I don’t think it was the promise of sad homemade trail mix that tamed the beast, but the kid did finally get up. Dried grass stuck in her rat’s nest and to her unisex organic-fiber pants, she started stomping off alongside her mom. Which is when I realized this kid wasn’t being coaxed away from the farm all that time; she was being coaxed toward it. Coaxed! To see little baby farm animals! To touch soft new bunnies and hold yellow baby chicks! To sit with a small lamb in her lap! Howling, she stomped into the barn. I didn’t get it at all.

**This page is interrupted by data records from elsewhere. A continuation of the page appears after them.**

PR #1924, opened 2022-09-08
UpdateManager: count updates size, flatpak, unpaid

danirabbit:
Reduce the amount of times we iterate over lists in AppListUpdateView

### DIFF
--- a/src/Core/UpdateManager.vala
+++ b/src/Core/UpdateManager.vala
@@ -20,6 +20,9 @@
 public class AppCenterCore.UpdateManager : Object {
     public bool restart_required { public get; private set; default = false; }
     public Package os_updates { public get; private set; }
+    public int unpaid_apps_number { get; private set; default = 0; }
+    public uint64 updates_size { get; private set; default = 0ULL; }
+    public bool has_flatpak_updates { get; private set; default = false; }
 
     private const string RESTART_REQUIRED_FILE = "/var/run/reboot-required";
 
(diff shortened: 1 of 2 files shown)


jeremypw (commented):
Couple of issues noticed so far:
* Started with some System Updates + some "normal" updates.  Size label indicated "3.4GB".
* Debug messages indicated that the system updates contained flatpaks (runtimes & locales) but the size label did not say "Up to".
* Installed the System Updates while monitoring network traffic.
* Only about 300MB was downloaded
* After the system updates completed, the size label disappeared even though there was still another 7 updates to perform (none of them flatpaks)

jeremypw:
It appears that the size label disappears because the `change_information.size` property is returning `0` for the updating packages, so this not down to this PR.

danrabbit:
@jeremypw okay looking at this again after taking a moment away I realized I was doing some extra stuff here!

Now I'm waiting again for `installed_apps_changed`, which means all of this can go in `get_apps` and should mean we only update the header once we get all of the completed relevant information and not while we're still counting.

I can confirm the `Up to` label when including flatpaks is now present

Downloading a lot less data than the maximum size is expected with Flatpak. There's no way I know of to guess a closer size.

We should now only update the size label when we're ready to and in tandem with revealing the header so that should be fixed

jeremypw:
When I first ran this it began installing updates automatically.  I cancelled installing the non-system updates and ended up with this:

Screenshot from 2022-09-22 11 15 35


After turning off automatic updates and refreshing with `Ctrl+R` there were 26 updates outstanding including system updates.

So far the PR seems to work OK with automatic updates off.

jeremypw:
I'll run this PR for a while under normal operating conditions (as a daemon) to see whether the above issue recurs or was just an artifact.

danirabbit:
@jeremypw any additional feedback? The situation in master is pretty ugly with #1925. I believe this branch resolves it

jeremypw:
OK, lets merge - I do not think there are any serious issues.

jeremypw (approved):

PR #1926, opened 2022-09-14
 AppListUpdateView : Fix visibility and content of size label

### LINKED ISSUE #1925: Update size may not appear or may be incorrect
### What Happened?

This was mainly noticed when restarting AppCenter after installing from source.  Although the updateable packages indicated remained the same, the download size label sometimes did not appear and sometimes showed different values

### Steps to Reproduce

* Keep restarting AppCenter (after killing the background process) 
* Switch to Update list view at different stages during the refresh process
* Note the presence and text of the size label

### Expected Behavior

The size label should always appear when there are updates and the value displayed should be correct.

### OS Version

7.x (Early Access)

### Software Version

Compiled from git

### Log Output

_No response_

### Hardware Info

_No response_

jeremypw:
Fixes #1925 

Only update the header *after* updating the app list.
Update the app list and header together when the `installed-apps-changed` signal received.

Since updates are refreshed whenever the AppCenter window is opened there is no need to update/show the header in advance of the `installed-apps-changed` being received, which takes longer than constructing the view.

### DIFF
--- a/src/Views/AppListUpdateView.vala
+++ b/src/Views/AppListUpdateView.vala
@@ -118,19 +118,13 @@ namespace AppCenter.Views {
             add (header_revealer);
             add (scrolled);
 
-            get_apps.begin ();
-
             unowned var client = AppCenterCore.Client.get_default ();
             client.installed_apps_changed.connect (() => {
-                Idle.add (() => {
-                    get_apps.begin ();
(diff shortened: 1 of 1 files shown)


jeremypw:
Closing in order to rebase locally.

PR #1933, opened 2022-09-25
ReleaseRow: cleanup and design update

danirabbit:
* Code style
* DRY and simplify where possible
* Use relative date time for release dates
* Use separate labels so we can use css to style
* Add an icon

## BEFORE
Screenshot from 2022-09-25 13 51 45

## AFTER
Screenshot from 2022-09-25 13 47 48


JoseExposito (approved):
LGTM, thanks!

PR #1935, opened 2022-09-30
Translate "Updates & installed apps"

lenemter:


tintou:
The `C_` macro is a translation marker with a context, the string should already be available or it is a bug

lenemter:
Oh I see. Translation files haven't been updated in a while, so this string is not on Weblate

danirabbit:
I'll regenerate pot files today! Hadn't done it since we were landing a lot of UI changes

PR #1936, opened 2022-10-01
fix: Segfault from error message being freed in dialogs

mmstick:
These error dialogs will cause the appcenter to crash from a memory safety violation if there's a dependency conflict or network error. It seems that `show_error_details (error.message)` is consistently given an error whose `message` has already been freed. This change will take the message string into the object initialization to ensure the string survives. Dialogs are only using the string anyway.

Can be easily replicated by editing the `/etc/hosts` file and setting the apt repository to localhost.


jeremypw (changes requested):
Makes sense. Its similar to #1877 which fixed a different dialog. 
I would suggest changing the property name in the dialog from `error` to `error_message` as the other PR did.

jeremypw (approved):

PR #1943, opened 2022-10-31
Install PackageKit based Operating System Updates as Offline Updates

meisenzahl:


danirabbit:
Alright, so I thinking about this, probably the smallest change to the UI would be to add another header that's like "Waiting to Install" or something and list the apps there that have been downloaded but not installed yet and on the header have a button "Restart and Install" similar to how we have the "Update All" button.

And then I think we probably need to change the labels on the buttons for non-flatpak packages from "Update" to "Download" so that it's more clear which ones will be installed immediately and which ones will be installed after restarting.

And then from there I think we can iterate on doing a more complicated redesign after the feature lands, but that sounds to me like the smallest change to make it usable. What do you think?

meisenzahl:
All packages provided by PackageKit are grouped as "Operating System Updates". The button label is changed to "Download". If the packages are downloaded and prepared for update on next boot by PackageKit a info is shown that "A restart is required to finish installing updates". This was accomplished by extending existing logic.

https://user-images.githubusercontent.com/10796736/208926905-38e134de-108a-4baf-a88d-d97e2f864554.mp4

After you prepared "Operating System Updates", closed and opened AppCenter again, the info is shown again that a restart is required.

If you restart your device the packages will be installed during boot like shown here by the early Operating Upgrade Protoype: https://youtu.be/RRN05MwFJ5Y?t=415

meisenzahl:
@danirabbit I would love to get feedback from you.

A few more things you could look out for in the review:

1. when applying the updates during the boot process, a progress bar with a percentage value is shown on my device, but no status text in the middle of the display. This worked under OS 6 on my device. (see the video of the upgrade prototype) Is this also the case for you? If so, we may need to update/patch Plymouth.

2. `BackendAggregator.get_prepared_applications ()` returns a list of prepared packages. Currently, we do not use the list. Would you like to show more information about the prepared packages with a follow-up PR? If not, I could probably remove the unused functions.

danirabbit:
As far as I can tell this worked exactly as expected, nice job!

I can confirm that there's no label like "Installing Updates" on the plymouth screen. It looks like the patch we used in Focal was built for Jammy, so I can make sure that gets done: https://github.com/elementary/os-patches/issues/240

I think in a future branch we should probably rework that OS Updates page not to use an AppInfoView so we can do something more appropriate like GNOME Software with the list of additions/removals/upgrades, but I agree that can wait for another branch

meisenzahl:
https://github.com/elementary/appcenter/pull/1943/commits/94e23271c66134e0e80bcf8eef0c79e1c060c908 removes code that we currently don't use. But it could be useful for a follow-up PR.

meisenzahl:
My bad, so actually we need the changes I tried to remove in https://github.com/elementary/appcenter/pull/1943/commits/94e23271c66134e0e80bcf8eef0c79e1c060c908.

These are responsible for checking to see if packages are ready for an update, if they are, it will indicate that a reboot is necessary.

Currently we do not use the returned list of packages. However, it should be very useful for follow-up PRs.

danirabbit:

“You’re doing a great job, honey!” said Mooshy’s mom.

Really? I thought. On what planet?

Where I live, there’s a lot of this kind of gentle, gentle parenting. I get that it’s what works for some families, for who they are. It’s just not who I am, and its prevalance here makes me feel a little bad for my daughter. I mean, really, when she sees kids getting congratulated and rewarded out of tantrums, how can she not think me a bit of a monster? “Mom,” she said to me last week during one of her teary moments, “I feel like everyone else is important, like they ‘re all princesses or princes, and I’m not.”

No kidding. How could I argue with that, since I always mean what I say when I say it’s time to go, while many of her friends’ moms cajole them with sing-song warnings of five more minutes, then okay another three minutes, and okay five more minutes, and finally how would you like to stop and get a muffin on the way home? How can I argue with her when I tell her she’s got her own legs, use them, while she sees other kids being lifted onto their parents’ strong hips and being told, yes, yes, honey, I’ll carry this beautiful artwork you made for me out of Q-tips and Elmer’s glue. How can I argue with her when she’s known me to threaten to confiscate her bike for a week if she won’t explain to me why her friend left their play date with hurt feelings, as opposed to lifting her up in my arms and offering to let her sleep in my bed, like so many moms I know would do?

I am not one of those soft, calm, tirelessly patient, endlessly understanding moms I see. I’m just not built that way. It’s not what makes sense in my order of things. I’m a little strict, a little tough-love, a little demanding, and a lot guilt-stricken about following my head when my heart just wants to relax, give the kid a break, she’s only five…only seven…then only thirteen. Then what? I’m doing what I think I ought to do, just like the next mom. If only I could do it like that ewe, not giving a crap what any other mom thinks, knowing no other mom thinks much about what I’m doing at all.